** Information given follows **

PR #2358, opened 2018-10-05
Document the Setty ops for MixHashes per TODO

Coleoid:
Also added code examples to a note in BagHash.pod6 about .reverse
and included that note in MixHash.pod6.
Also a few grammar/accuracy touches.

## The problem

The documentation was incomplete, waiting on the Setty operator rework.

## Solution provided

Per the todo, I used BagHash.pod6 as the template.
Along the way, running the code samples, I found that the output was now 'Mix' and 'Bag' instead of 'mix' and 'bag', so fixed.
I thought the note on C<reverse> was excellent, so I added samples to it, and moved that also into MixHash.pod6.


Coleoid:
Er, the "note on C" was me trying to use Pod in my comment--intended to be "note on reverse" with 'reverse' tagged as code.

PR #2361, opened 2018-10-06
Add a missing comma

shmup:
## The problem
A missing comma in a META6.json example

## Solution provided
The comma was added, validating the JSON


AlexDaniel:
Nice! Thanks!

AlexDaniel:
@shmup by the way, I've sent you an invitation to perl6 org, you should be able to accept it here: https://github.com/perl6
This way you can commit your further changes directly if you want.

PR #2362, opened 2018-10-06
Corrects some imprecisions in the "Doing math with Perl 6" article

cronos2:
## The problem

The cited article contains a few mathematical imprecisions which ought to be addressed. One of them, about sequences and the real numbers, is particularly troublesome since there seemingly is no justification for this claim and doesn't really add much value to the rest of the article. 

## Solution provided

* Disclaimer about the purported mathematical field nature of Rat, Num
  and Complex
* Rephrases the Int section to be more consistent
* Matrices are not, in general, a field but a ring
* Hamilton's quaternions are not a field, but an algebra over the real
  numbers
* Claiming that ℝ is a sequence makes very little sense from a
  mathematical standpoint. Lacking further explanation/justification,
  the reference should be dropped until it can be given some meaning.

### DIFF
--- a/doc/Language/math.pod6
+++ b/doc/Language/math.pod6
@@ -84,7 +84,7 @@ mathematical notation.
 Perl 6 can do arithmetic using different data types. L<Num>, L<Rat> and
 L<Complex> can all operate as a L<field under the operations of addition, subtraction, multiplication and division|https://en.wikipedia.org/wiki/Field_(mathematics)>
 (technically, it should be noted that data types dealing with floating point number representations are not a field in the mathematical sense due to the inherent
-imprecissions of their arithmetic. However, they constitute an approximate enough, computer friendly version of such mathematical objects for most of the cases).
+imprecisions of their arithmetic. However, they constitute an approximate enough, computer friendly version of such mathematical objects for most of the cases).
 The equivalent mathematical fields are:
 
 =begin table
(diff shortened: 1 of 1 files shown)


doc/Language/math.pod6
```diff
@@ -82,7 +82,9 @@ mathematical notation.
 =head1 Arithmetic
 
 Perl 6 can do arithmetic using different data types. L<Num>, L<Rat> and
-L<Complex> can all operate as a L<field under the operations of addition, subtraction, multiplication and division|https://en.wikipedia.org/wiki/Field_(mathematics)>.
+L<Complex> can all operate as a L<field under the operations of addition, subtraction, multiplication and division|https://en.wikipedia.org/wiki/Field_(mathematics)>
+(technically, it should be noted that data types dealing with floating point number representations are not a field in the mathematical sense due to the inherent
+imprecissions of their arithmetic. However, they constitute an approximate enough, computer friendly version of such mathematical objects for most of the cases).
```
AlexDaniel: `imprecissions` → `imprecisions`?

cronos2: Oops, typo. Let me fix that.

AlexDaniel: By the way, if you run `make xtest` it will run some extra tests (one of the test files will do spell checking).

PR #2363, opened 2018-10-06
Take a small paragraph out of verbatim mode

kensanata:
The paragraph between two code blocks is not itself a code block and should not be indented by four spaces.


AlexDaniel:
Thanks! Invitation to join perl6 org sent. Next time you can commit this kind of stuff directly :)

Issue #2266, opened 2018-08-16
Create a HOWTO for newcomers to the repo


JJ:
## The problem

During the BoF meeting in TPCiG, it was suggested that a how to guide to get into the documentation would be good.

## Suggestions

Create it as a markdown or POD6 page so that everyone can follow it. Link all relevant pieces of knowledge that are needed, from the POD6 specification to how to work with PRs and issues.

finanalyst:
I just wrote a post on perl6 users and suggested this. I have begun to review documentation with the intent of drafting something.

JJ:
Great. It will really help this hacktoberfest, and beyond.

PR #2369, opened 2018-10-08
Language page categories

finanalyst:
## The problems

1. The Language page (`https://docs.perl6.org/language.html`) contains a table of pages in an apparently random order because it depends on the name of the underlying pod6 file.
  - Tom Browder did most of the work to change this, but there was no distinction between the headings and the pages, and there was a link problem because links defined in the original pod files do not correspond to the re-ordered pod file
2.  A brief introduction to the Documentation is added to resolve Issue #2266

## Solution provided
- Tom's work is modified to produce a language page that is based on his Control file.
- The Headings of each section become  level 2 headings on the language page, and the sub-pages are combined into tables.
- The Makefile has been modified to include a new variable USE_CATEGORIES, which is set to False by default
- Only when USE_CATEGORIES is set to True in the Makefile will the Categories be introduced. Thus merging these changes will not affect the current behaviour.
- The mechanism for keeping the section headings and distinguishing between section pods and content pods is by creating a :class<section-heading> in the section pods.
- The mechanism for keeping the old pod filenames is to introduce a :link<$key-fname> into the pod, and to ensure that the url attribute takes the old name.
- The Language page now (if USE_CATEGORIES is set to True) looks much better and is more easily understandable. It also has a TOC.

### DIFF
--- a/util/manage-page-order.p6
+++ b/util/manage-page-order.p6
@@ -188,7 +188,7 @@ sub write-Language-files() {
                     else {
                         #$fh.say: "$line :page-order<{$page-order}>";
                         $fh.say: "# THIS FILE IS AUTO-GENERATED--ALL EDITS WILL BE LOST";
-                        $fh.say: $line;
+                        $fh.say: $line ~ " :link<$key-fname>";
                         #$fh.say: "=comment THIS FILE IS AUTO-GENERATED--ALL EDITS WILL BE LOST";
                     }
                     next;
@@ -450,6 +450,7 @@ sub help {
         -n      - create  (for mode 'control')
         -h      - extended help
         -d      - debug
+        -m    - manage (include the categories)
 
     Note: The modes are selected by entering either the first letter
           of the mode name or its complete name.
--- a/.gitignore
+++ b/.gitignore
@@ -29,4 +29,3 @@ highlights/package-lock.json
 .pod-cache
 retest
 build/
-notesOnInstalling.md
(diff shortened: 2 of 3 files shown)


util/manage-page-order.p6
```diff
@@ -450,6 +450,7 @@ sub help {
         -n      - create  (for mode 'control')
         -h      - extended help
         -d      - debug
+        -m    - manage (include the categories)
```
AlexDaniel: This is not aligned vertically with the rest of the lines

util/manage-page-order.p6
```diff
@@ -51,11 +52,13 @@ given $mode {
...
-        =begin comment
         EXIT("Options 'refresh' and 'new' are not used with 'update'.")
             if ($new || $refresh);
-        =end comment
-        do-update();
+        if $manage {
+            do-update()
+        } else {
+            copy-dir-tree :fromdir('doc'), :todir('build')
+        };
```
AlexDaniel: No need for the semicilon here.

doc/Language/intro.pod6
```diff
@@ -0,0 +1,46 @@
+=begin pod
+
+=TITLE Brief Introduction
+
+=SUBTITLE Using the Perl6 Documentation
```
AlexDaniel: This whole document says “Perl6” when I think we settled on “Perl 6” with no-breaking space. Maybe it is worth changing it, although with recent discussions regarding an alias it may be worth to reword some sentences so that the language name is not spelled out. @JJ what do you think?

AlexDaniel:
@tbrowder [pinged me](http://colabti.org/irclogger/irclogger_log/perl6?date=2018-10-09#l95) on IRC. I looked at the code, seems to be OK. I left some nitpicking comments. This seems not to have blocking downsides that we previously had with tbrowder's work, so I recommend setting it to True by default.

PR #2371, opened 2018-10-09
Add whitespace and reflow

uzluisf:


uzluisf:
A newest commit seems to have taken care of what this commit was trying to fix except for the text reflow. I guess it depends on the keyboard but is there an easy way to type in that character?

** End of Information given **

Set all of the data down again exactly.

PR #2358, opened 2018-10-05
Document the Setty ops for MixHashes per TODO

Coleoid:
Also added code examples to a note in BagHash.pod6 about .reverse
and included that note in MixHash.pod6.
Also a few grammar/accuracy touches.

## The problem

The documentation was incomplete, waiting on the Setty operator rework.

## Solution provided

Per the todo, I used BagHash.pod6 as the template.
Along the way, running the code samples, I found that the output was now 'Mix' and 'Bag' instead of 'mix' and 'bag', so fixed.
I thought the note on C<reverse> was excellent, so I added samples to it, and moved that also into MixHash.pod6.


Coleoid:
Er, the "note on C" was me trying to use Pod in my comment--intended to be "note on reverse" with 'reverse' tagged as code.

PR #2361, opened 2018-10-06
Add a missing comma

shmup:
## The problem
A missing comma in a META6.json example

## Solution provided
The comma was added, validating the JSON


AlexDaniel:
Nice! Thanks!

AlexDaniel:
@shmup by the way, I've sent you an invitation to perl6 org, you should be able to accept it here: https://github.com/perl6
This way you can commit your further changes directly if you want.

PR #2362, opened 2018-10-06
Corrects some imprecisions in the "Doing math with Perl 6" article

cronos2:
## The problem

The cited article contains a few mathematical imprecisions which ought to be addressed. One of them, about sequences and the real numbers, is particularly troublesome since there seemingly is no justification for this claim and doesn't really add much value to the rest of the article. 

## Solution provided

* Disclaimer about the purported mathematical field nature of Rat, Num
  and Complex
* Rephrases the Int section to be more consistent
* Matrices are not, in general, a field but a ring
* Hamilton's quaternions are not a field, but an algebra over the real
  numbers
* Claiming that ℝ is a sequence makes very little sense from a
  mathematical standpoint. Lacking further explanation/justification,
  the reference should be dropped until it can be given some meaning.

### DIFF
--- a/doc/Language/math.pod6
+++ b/doc/Language/math.pod6
@@ -84,7 +84,7 @@ mathematical notation.
 Perl 6 can do arithmetic using different data types. L<Num>, L<Rat> and
 L<Complex> can all operate as a L<field under the operations of addition, subtraction, multiplication and division|https://en.wikipedia.org/wiki/Field_(mathematics)>
 (technically, it should be noted that data types dealing with floating point number representations are not a field in the mathematical sense due to the inherent
-imprecissions of their arithmetic. However, they constitute an approximate enough, computer friendly version of such mathematical objects for most of the cases).
+imprecisions of their arithmetic. However, they constitute an approximate enough, computer friendly version of such mathematical objects for most of the cases).
 The equivalent mathematical fields are:
 
 =begin table
(diff shortened: 1 of 1 files shown)


doc/Language/math.pod6
```diff
@@ -82,7 +82,9 @@ mathematical notation.
 =head1 Arithmetic
 
 Perl 6 can do arithmetic using different data types. L<Num>, L<Rat> and
-L<Complex> can all operate as a L<field under the operations of addition, subtraction, multiplication and division|https://en.wikipedia.org/wiki/Field_(mathematics)>.
+L<Complex> can all operate as a L<field under the operations of addition, subtraction, multiplication and division|https://en.wikipedia.org/wiki/Field_(mathematics)>
+(technically, it should be noted that data types dealing with floating point number representations are not a field in the mathematical sense due to the inherent
+imprecissions of their arithmetic. However, they constitute an approximate enough, computer friendly version of such mathematical objects for most of the cases).
```
AlexDaniel: `imprecissions` → `imprecisions`?

cronos2: Oops, typo. Let me fix that.

AlexDaniel: By the way, if you run `make xtest` it will run some extra tests (one of the test files will do spell checking).

PR #2363, opened 2018-10-06
Take a small paragraph out of verbatim mode

kensanata:
The paragraph between two code blocks is not itself a code block and should not be indented by four spaces.


AlexDaniel:
Thanks! Invitation to join perl6 org sent. Next time you can commit this kind of stuff directly :)

Issue #2266, opened 2018-08-16
Create a HOWTO for newcomers to the repo


JJ:
## The problem

During the BoF meeting in TPCiG, it was suggested that a how to guide to get into the documentation would be good.

## Suggestions

Create it as a markdown or POD6 page so that everyone can follow it. Link all relevant pieces of knowledge that are needed, from the POD6 specification to how to work with PRs and issues.

finanalyst:
I just wrote a post on perl6 users and suggested this. I have begun to review documentation with the intent of drafting something.

JJ:
Great. It will really help this hacktoberfest, and beyond.

PR #2369, opened 2018-10-08
Language page categories

finanalyst:
## The problems

1. The Language page (`https://docs.perl6.org/language.html`) contains a table of pages in an apparently random order because it depends on the name of the underlying pod6 file.
  - Tom Browder did most of the work to change this, but there was no distinction between the headings and the pages, and there was a link problem because links defined in the original pod files do not correspond to the re-ordered pod file
2.  A brief introduction to the Documentation is added to resolve Issue #2266

## Solution provided
- Tom's work is modified to produce a language page that is based on his Control file.
- The Headings of each section become  level 2 headings on the language page, and the sub-pages are combined into tables.
- The Makefile has been modified to include a new variable USE_CATEGORIES, which is set to False by default
- Only when USE_CATEGORIES is set to True in the Makefile will the Categories be introduced. Thus merging these changes will not affect the current behaviour.
- The mechanism for keeping the section headings and distinguishing between section pods and content pods is by creating a :class<section-heading> in the section pods.
- The mechanism for keeping the old pod filenames is to introduce a :link<$key-fname> into the pod, and to ensure that the url attribute takes the old name.
- The Language page now (if USE_CATEGORIES is set to True) looks much better and is more easily understandable. It also has a TOC.

### DIFF
--- a/util/manage-page-order.p6
+++ b/util/manage-page-order.p6
@@ -188,7 +188,7 @@ sub write-Language-files() {
                     else {
                         #$fh.say: "$line :page-order<{$page-order}>";
                         $fh.say: "# THIS FILE IS AUTO-GENERATED--ALL EDITS WILL BE LOST";
-                        $fh.say: $line;
+                        $fh.say: $line ~ " :link<$key-fname>";
                         #$fh.say: "=comment THIS FILE IS AUTO-GENERATED--ALL EDITS WILL BE LOST";
                     }
                     next;
@@ -450,6 +450,7 @@ sub help {
         -n      - create  (for mode 'control')
         -h      - extended help
         -d      - debug
+        -m    - manage (include the categories)
 
     Note: The modes are selected by entering either the first letter
           of the mode name or its complete name.
--- a/.gitignore
+++ b/.gitignore
@@ -29,4 +29,3 @@ highlights/package-lock.json
 .pod-cache
 retest
 build/
-notesOnInstalling.md
(diff shortened: 2 of 3 files shown)


util/manage-page-order.p6
```diff
@@ -450,6 +450,7 @@ sub help {
         -n      - create  (for mode 'control')
         -h      - extended help
         -d      - debug
+        -m    - manage (include the categories)
```
AlexDaniel: This is not aligned vertically with the rest of the lines

util/manage-page-order.p6
```diff
@@ -51,11 +52,13 @@ given $mode {
...
-        =begin comment
         EXIT("Options 'refresh' and 'new' are not used with 'update'.")
             if ($new || $refresh);
-        =end comment
-        do-update();
+        if $manage {
+            do-update()
+        } else {
+            copy-dir-tree :fromdir('doc'), :todir('build')
+        };
```
AlexDaniel: No need for the semicilon here.

doc/Language/intro.pod6
```diff
@@ -0,0 +1,46 @@
+=begin pod
+
+=TITLE Brief Introduction
+
+=SUBTITLE Using the Perl6 Documentation
```
AlexDaniel: This whole document says “Perl6” when I think we settled on “Perl 6” with no-breaking space. Maybe it is worth changing it, although with recent discussions regarding an alias it may be worth to reword some sentences so that the language name is not spelled out. @JJ what do you think?

AlexDaniel:
@tbrowder [pinged me](http://colabti.org/irclogger/irclogger_log/perl6?date=2018-10-09#l95) on IRC. I looked at the code, seems to be OK. I left some nitpicking comments. This seems not to have blocking downsides that we previously had with tbrowder's work, so I recommend setting it to True by default.

PR #2371, opened 2018-10-09
Add whitespace and reflow

uzluisf:


uzluisf:
A newest commit seems to have taken care of what this commit was trying to fix except for the text reflow. I guess it depends on the keyboard but is there an easy way to type in that character?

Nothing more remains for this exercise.